Cytotoxic and apoptotic effects of novel phytochemical extracts on oral squamous cell carcinoma cells
Sweta Singh, Nishita Anthwal, Ankur Joshi, Rajni Saini, Vipin Arora, Abhishek Moharana

TL;DR
This study explores how new plant-based chemicals can reduce survival and increase cell death in oral cancer cells.
Contribution
The study introduces novel phytochemical extracts that significantly induce apoptosis in oral squamous cell carcinoma cells.
Findings
Cell survival decreased from 85% to 40% with phytochemical treatment.
Apoptotic death increased from 15% to 60% in treated cells.

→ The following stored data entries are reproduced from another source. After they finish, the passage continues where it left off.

Issue #532, opened 2017-09-29
default value for EDITOR env variable?


kostiantyn-nemchenko:
Hi, 

While playing with patronictl options and perusing `invoke_editor()` in `patroni/ctl.py`, I noticed that [`editor_cmd`](https://github.com/zalando/patroni/blob/32b0768631fcd1f8a75b69627e225a19bece4923/patroni/ctl.py#L954) variable doesn't have a default value.
I guess it will be more user-friendly to have a preset value rather than raising `PatroniCtlException` (e.g. Mercurial and IPython projects are using vi as default text editor under Linux/Unix)

Thank you.

ants:
I didn't set it because I was worried newbies would get stuck in vi.

It looks like on debian there is also `/usr/bin/editor` that can be set via `update-alternatives`. Maybe if `EDITOR` is not set we should try `editor` and then `vi`.

PR #1091, opened 2019-06-14
Add fallback value for editor_cmd (#532)

wilfriedroset:
While using patronictl and not having EDITOR environment variable would end up with PatroniCtlException. This can be avoid by having default value:  `/usr/bin/editor` or `vi`(which is common).

`/usr/bin/editor` does not exist on every of so I've added a check before defaulting to this value. Also  `vi` might not be installed where we expect it to be or simply not installed. I've added this check also.

Here is the documentation for [distutils.spawn](https://docs.python.org/2/distutils/apiref.html#module-distutils.spawn).

Here is an example of its behavior
```
# Python 2.7 on debian

$ docker run -it python:2.7 bash
root@fa2e4bf024b3:/# cat /etc/debian_version
9.9

root@fa2e4bf024b3:/# python
Python 2.7.16 (default, Jun 11 2019, 02:02:48)
[GCC 6.3.0 20170516] on linux2
>>> from distutils.spawn import find_executable
>>> find_executable('vi') is None
True

Let's install vim

root@fa2e4bf024b3:/# apt update && apt install -y vim
root@fa2e4bf024b3:/# python
Python 2.7.16 (default, Jun 11 2019, 02:02:48)
[GCC 6.3.0 20170516] on linux2
>>> from distutils.spawn import find_executable
>>> find_executable('vi')
'/usr/bin/vi'
>>> find_executable('vim')
'/usr/bin/vim'
>>>

# Python 2.7 on alpine

$ docker run -it python:2.7-alpine
Python 2.7.16 (default, May 11 2019, 02:15:00)
[GCC 8.3.0] on linux2
>>> from distutils.spawn import find_executable
>>> find_executable('vi')
'/usr/bin/vi'
>>> find_executable('vim')
>>> find_executable('vim') is None
True

# Python 2.7 on centos

$ docker run -it centos:7 bash
[root@23fe5a678cdf /]# python
Python 2.7.5 (default, Oct 30 2018, 23:45:53)
[GCC 4.8.5 20150623 (Red Hat 4.8.5-36)] on linux2
>>> from distutils.spawn import find_executable
>>> find_executable('vi')
'/usr/bin/vi'
>>>

$ docker run -it python:3-alpine
Python 3.7.3 (default, May 11 2019, 02:00:41)
[GCC 8.3.0] on linux
>>> from distutils.spawn import find_executable
>>> find_executable('vi')
'/usr/bin/vi'
>>> find_executable('vim') is None
True
```

Having `vi` as final fallback and can eventually leave developer locked-in.

### DIFF
--- a/patroni/ctl.py
+++ b/patroni/ctl.py
@@ -25,6 +25,7 @@ import yaml
 
 from click import ClickException
 from contextlib import contextmanager
+from distutils.spawn import find_executable
 from patroni.config import Config
 from patroni.dcs import get_dcs as _get_dcs
 from patroni.exceptions import PatroniException
@@ -1088,9 +1089,16 @@ def invoke_editor(before_editing, cluster_name):
     :param before_editing: human representation before editing
     :returns tuple of human readable and parsed datastructure after changes
     """
-    editor_cmd = os.environ.get('EDITOR')
+    if 'EDITOR' in os.environ:
+        editor_cmd = os.environ.get('EDITOR')
+    else:
+        for editor in ('editor', 'vi'):
+            editor_cmd = find_executable(editor)
+            if editor_cmd:
+                logging.debug('Setting fallback editor_cmd=%s', editor)
+                break
     if not editor_cmd:
-        raise PatroniCtlException('EDITOR environment variable is not set')
+        raise PatroniCtlException('EDITOR environment variable is not set. editor or vi are not available')
 
     with temporary_file(contents=before_editing.encode('utf-8'),
                         suffix='.yaml',


kostiantyn-nemchenko:
Fixes #532

patroni/ctl.py
```diff
@@ -1088,9 +1089,18 @@ def invoke_editor(before_editing, cluster_name):
     :param before_editing: human representation before editing
     :returns tuple of human readable and parsed datastructure after changes
     """
-    editor_cmd = os.environ.get('EDITOR')
+    if 'EDITOR' in os.environ:
+        editor_cmd = os.environ.get('EDITOR')
+    elif os.path.exists('/usr/bin/editor'):
```
CyberDem0n: I think it is better to avoid assumptions about the location of binary files. Why not use `find_executable('editor')` here?
We can also make a loop here:
```python
for editor in ('editor', 'vi'):
    editor_cmd = find_executable(editor)
    if editor_cmd:
        logging.debug('Setting fallback editor_cmd=%s', editor_cmd)
        break
```

patroni/ctl.py
```diff
@@ -1088,9 +1089,16 @@ def invoke_editor(before_editing, cluster_name):
...
     :returns tuple of human readable and parsed datastructure after changes
     """
-    editor_cmd = os.environ.get('EDITOR')
+    if 'EDITOR' in os.environ:
+        editor_cmd = os.environ.get('EDITOR')
+    else:
+        for editor in ('editor', 'vi'):
+            editor_cmd = find_executable(editor)
+            if editor_cmd:
+                logging.debug('Setting fallback editor_cmd=%s' % editor)
```
CyberDem0n:
```python
-                 logging.debug('Setting fallback editor_cmd=%s' % editor)
+                 logging.debug('Setting fallback editor_cmd=%s', editor)
```

patroni/ctl.py
```diff
@@ -1088,9 +1089,16 @@ def invoke_editor(before_editing, cluster_name):
...
+        editor_cmd = os.environ.get('EDITOR')
+    else:
+        for editor in ('editor', 'vi'):
+            editor_cmd = find_executable(editor)
+            if editor_cmd:
+                logging.debug('Setting fallback editor_cmd=%s', editor)
+                break
     if not editor_cmd:
-        raise PatroniCtlException('EDITOR environment variable is not set')
+        raise PatroniCtlException('EDITOR environment variable is not set. editor or vi are not available')
```
Jan-M: "editor" could be replaced with editor in message to hint at wrong editor value?

CyberDem0n: "editor" is more or less a standard thing:
```
$ ls -al /usr/bin/editor                                                                                                                                                                                                                                
lrwxrwxrwx 1 root root 24 Aug  8  2018 /usr/bin/editor -> /etc/alternatives/editor

$ ls -al /etc/alternatives/editor
lrwxrwxrwx 1 root root 9 Aug  8  2018 /etc/alternatives/editor -> /bin/nano

$ ls -al /bin/nano 
-rwxr-xr-x 1 root root 245872 Mär  6  2018 /bin/nano
```

Jan-M:
:+1:

CyberDem0n:
:+1:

Caspase-3 activation confirmed apoptotic changes in cells.
Abstract
The oral squamous cell carcinoma has inadequate treatment methods. Therefore, it is of interest to investigate the effect of new phytochemical extracts on both cell death and programmed cell death of OSCC cells. The phytochemical extracts tested at different concentrations produced a decrease in cell survival which dropped from 85% to 40% (p < 0.05) and led to increased apoptotic death from 15% to 60%. Caspase-3 activation tests showed both apoptotic changes and morphological developments at the cellular level for further consideration through in vivo analysis.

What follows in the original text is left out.